Sur le continent européen, certains pays, comme les Pays-Bas, ont déjà pris des mesures restrictives pour réguler le développement des datacenters. La Belgique, propulsée par sa position géographique stratégique reliant les grands hubs économiques que sont Francfort, Londres, Amsterdam, Paris et Dublin, attire également les investisseurs. Cependant, cette localisation favorable devient une épée à double tranchant. Les experts tirent la sonnette d'alarme concernant la nécessité d'anticiper et de gérer les enjeux énergétiques de manière proactive : "Pour éviter d'arriver à un point critique comme à Amsterdam, il faut être proactif", insiste Carole Santens, directrice générale de l’association belge des infrastructures numériques. Il est néanmoins possible que l'on arrive à une situation similaire et que l'on doive stopper l'installation de datacenters. "Nous verrons à ce moment-là", poursuit-elle. Les décideurs belges sont donc confrontés à la nécessité de mettre en place rapidement des mécanismes de régulation adaptés.

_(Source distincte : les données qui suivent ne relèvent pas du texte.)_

PR #14, opened 2019-01-15
Implementation of Normalizations

Smokrow:
First draft of a file for Normalizations implementing #6 . 
I have Implemented GroupNorm, InstanceNorm and LayerNorm and a first testcase for GroupNorm( I will add a few more and will also implement some for Layer/Instance norm).

Could you give me a quick feedback on the implementation or if something is missing?

Thx in advance

PR #18, opened 2019-01-16
Rename WeightNorm -> WeightNormalization

lgeiger:
This renames the `WeightNorm` wrapper to `WeightNormalization` in order to be consistent with  [`tf.keras.layers.BatchNormalization`](https://github.com/tensorflow/tensorflow/blob/master/tensorflow/python/keras/layers/normalization.py#L774).

See https://github.com/tensorflow/addons/pull/14#discussion_r248224896


seanpmorgan:
Thanks. I have another PR in the works to optimize this for TF2, but no need to wait to rename

PR #19, opened 2019-01-17
Implement Maxout layer

### LINKED ISSUE #9: Implement Maxout Layer
Per the [RFC](https://github.com/tensorflow/community/blob/393dfc9e03dd4150a839de6357a26e0259aa97d6/rfcs/20181214-move-to-addons.md), we need to move [maxout](https://github.com/tensorflow/tensorflow/blob/v1.12.0/tensorflow/contrib/layers/python/layers/layers.py#L3097) from contrib to addons:

This will involve restructuring in an OO format by inheriting from base Keras Layer, modifying the code to match those APIs, and modifying test cases to run in TF2.

https://arxiv.org/abs/1302.4389

facaiy:
Fix #9

### DIFF
--- a/tensorflow_addons/layers/python/maxout_test.py
+++ b/tensorflow_addons/layers/python/maxout_test.py
@@ -21,58 +21,50 @@ from __future__ import print_function
 import numpy as np
 
 from tensorflow.python.keras import testing_utils
-from tensorflow.python.keras.utils import generic_utils
 from tensorflow.python.platform import test
 from tensorflow_addons.layers.python.maxout import Maxout
 
 
 class MaxOutTest(test.TestCase):
     def test_simple(self):
-        # TODO: more simple way to deserialize the layers in addons.
-        with generic_utils.custom_object_scope({'Maxout': Maxout}):
-            testing_utils.layer_test(
-                Maxout, kwargs={'num_units': 3}, input_shape=(5, 4, 2, 18))
+        testing_utils.layer_test(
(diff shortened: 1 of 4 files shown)


tensorflow_addons/layers/python/maxout_test.py
```diff
@@ -0,0 +1,79 @@
...
+from tensorflow.python.keras import testing_utils
+from tensorflow.python.keras.utils import generic_utils
+from tensorflow.python.platform import test
+from tensorflow_addons.layers.python.maxout import Maxout
+
+
+class MaxOutTest(test.TestCase):
+    def test_simple(self):
+        # TODO: more simple way to deserialize the layers in addons.
+        with generic_utils.custom_object_scope({'Maxout': Maxout}):
```
facaiy: tf.keras cannot recognize custom layers, I think there are at least two ways to mitigate the problem:
1. We inject our custom layers into `_GLOBAL_CUSTOM_OBJECTS` of keras (or use `CustomObjectScope.__enter__()`) when importing. Users don't need do anything.
2. We create a `custom_objects` for addons.layers, and ask users to pass them to `Model.from_config(config, custom_objects)` explicitly.

facaiy: Do we need to create an issue in addons to discuss the problem?

seanpmorgan: At first glance I lean toward option 1. Perfectly okay with an issue to discuss it though. I started #23 so we could formalize this requirement once a decision is made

Un bilan environnemental très lourd

Parallèlement aux questions énergétiques, celles liées à l'environnement se font de plus en plus pressantes. Le secteur numérique serait déjà responsable de 2 à 4 % des émissions mondiales de CO2, et les datacenters en constituent une part significative. Ces infrastructures consomment non seulement une quantité énorme d'électricité pour alimenter les serveurs, mais ces derniers produisent également une quantité importante de chaleur. Pour garantir leur bon fonctionnement, un refroidissement constant est nécessaire, impliquant l'utilisation de systèmes énergivores 24 heures sur 24. Cela alourdit leur bilan environnemental et soulève des préoccupations à long terme.

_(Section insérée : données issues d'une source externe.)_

PR #28, opened 2019-02-07
Implement triplet_semihard_loss

facaiy:
Related with: #26

### DIFF
--- a/tensorflow_addons/losses/BUILD
+++ b/tensorflow_addons/losses/BUILD
@@ -8,6 +8,7 @@ py_library(
         "__init__.py",
         "python/__init__.py",
         "python/triplet.py",
+        "python/metric_learning.py",
     ],
     srcs_version = "PY2AND3",
 )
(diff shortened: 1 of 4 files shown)


facaiy:
I'd like to create a new PR to move the custom object register, what do you think? 

And I agree that we can decorate all the methods with `@tf.function`. I'm not sure whether it's right time to do it, however, because [keras.losses](https://github.com/tensorflow/tensorflow/blob/master/tensorflow/python/keras/losses.py) hasn't decorated its functions. By the way, if the base class `Loss` uses `tf.function` for its `__call__` method in the future, it seems not necessary?

seanpmorgan:
No issue with a separate PR for moving the register.. it'll need to be applied to all our keras objects anyways.

For the function decorator, I don't see a reason we should hold back just because it's not in tf.keras yet. We're building against tf2-nightly and adapting to TF2 best practices so I think we should include it. The base class implementing @tf.function on `__call__` is a good point... but then are all of these other methods such as `pairwise_distance` never meant to be called outside of Triplet Loss? If so, I would prefer them to have am underscore prefix (But I can imagine it could be used outside of this loss function)

facaiy:
Make sense, I agree with you. And I'll decorate the methods with tf.function in a few days :-) I need to attend a wedding tomorrow.

facaiy:
Fixed. Thank you :-)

L'essor rapide de technologies comme l'intelligence artificielle aggrave encore la situation. "Le fait qu'on n'arrive pas à déployer suffisamment de capacités de production d'énergie renouvelable pour alimenter les datacenters complique la donne", explique un expert. La question se pose alors : comment arbitrer entre les usages numériques prioritaires pour un équilibre écologique viable ? "Est-ce qu'on doit investir des émissions de gaz à effet de serre dans la construction et l'opération de datacenters ou dans d'autres secteurs de l'activité économique ?", ajoute-t-il. Ce débat met l'accent sur la nécessité d'une réflexion approfondie dans un contexte où les ressources naturelles se raréfient.

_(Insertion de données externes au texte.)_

PR #31, opened 2019-02-08
Update repository description

seanpmorgan:
I don't think `bleeding edge` contributions should be a requirement for Addons. Many things in this repo have been around for a while, but are useful to a subset of the community and shouldn't be installed with every TF installation.

Thoughts? Certainly happy to re-word.

### DIFF
--- a/README.md
+++ b/README.md
@@ -4,7 +4,7 @@ not available in core TensorFlow. TensorFlow natively supports
 a larger number of operators, layers, metrics, losses, and optimizers.
 However, in a fast moving field like ML, there are many interesting new
 developments that cannot be integrated into core TensorFlow
-(because their significance is not yet clear, or it is mostly used by a smaller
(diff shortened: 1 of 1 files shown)


README.md
```diff
@@ -1,10 +1,11 @@
-**Addons** is a repository of bleeding edge contributions that conform to
+**Addons** is a repository of contributions that conform to
 well-established API patterns, but implement new functionality
 not available in core TensorFlow. TensorFlow natively supports
 a larger number of operators, layers, metrics, losses, and optimizers.
 However, in a fast moving field like ML, there are many interesting new
 developments that cannot be integrated into core TensorFlow
-(because they are experimental, or their significance is not yet clear).
+(because their significance is not yet clear, or it is mostly used by a smaller
```
karmel: "significance" seems so judgmental-- "scope"? Broad applicability? Just a suggestion-- fine as is, too.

La neutralité carbone : une illusion ?

Les datacenters s'inscrivent également dans l'objectif global de neutralité carbone pour 2030, mais cet engagement semble entrer en contradiction avec l'augmentation constante de la consommation numérique. À mesure que l'intelligence artificielle, les services cloud et les solutions d'analyse de données continuent de se développer, il devient impératif de repenser les politiques énergétiques et environnementales. Les responsables politiques devront peut-être envisager des mesures réglementaires pour encadrer cette croissance exponentielle tout en conciliant innovation technologique et respect de l'environnement. Sans cela, les ambitions climatiques risquent de rester hors d'atteinte.

Enfin, la responsabilité des citoyens dans ce défi collectif ne doit pas être négligée. Chaque interaction numérique, qu'il s'agisse de l'envoi d'un simple e-mail ou de l'utilisation d'outils gourmands en énergie comme les intelligences artificielles, contribue à cet impact grandissant. "Plus on utilisera ces systèmes, plus on en aura besoin, met en garde Denys Bornauw, expert digital pour Agoria Wallonie. Si on prend une calculatrice pour faire un simple calcul, la consommation est quasiment nulle. Si on utilise une intelligence artificielle telle que chat GPT, la consommation est alors exponentielle", dit-il encore. Par exemple, utiliser un outil d'IA pour résoudre une tâche basique, comme un calcul simple, engendre une dépense énergétique bien plus élevée qu'une simple calculatrice. Nos choix individuels, même modestes, peuvent donc jouer un rôle crucial pour minimiser les enjeux énergétiques, sociaux et environnementaux liés aux datacenters.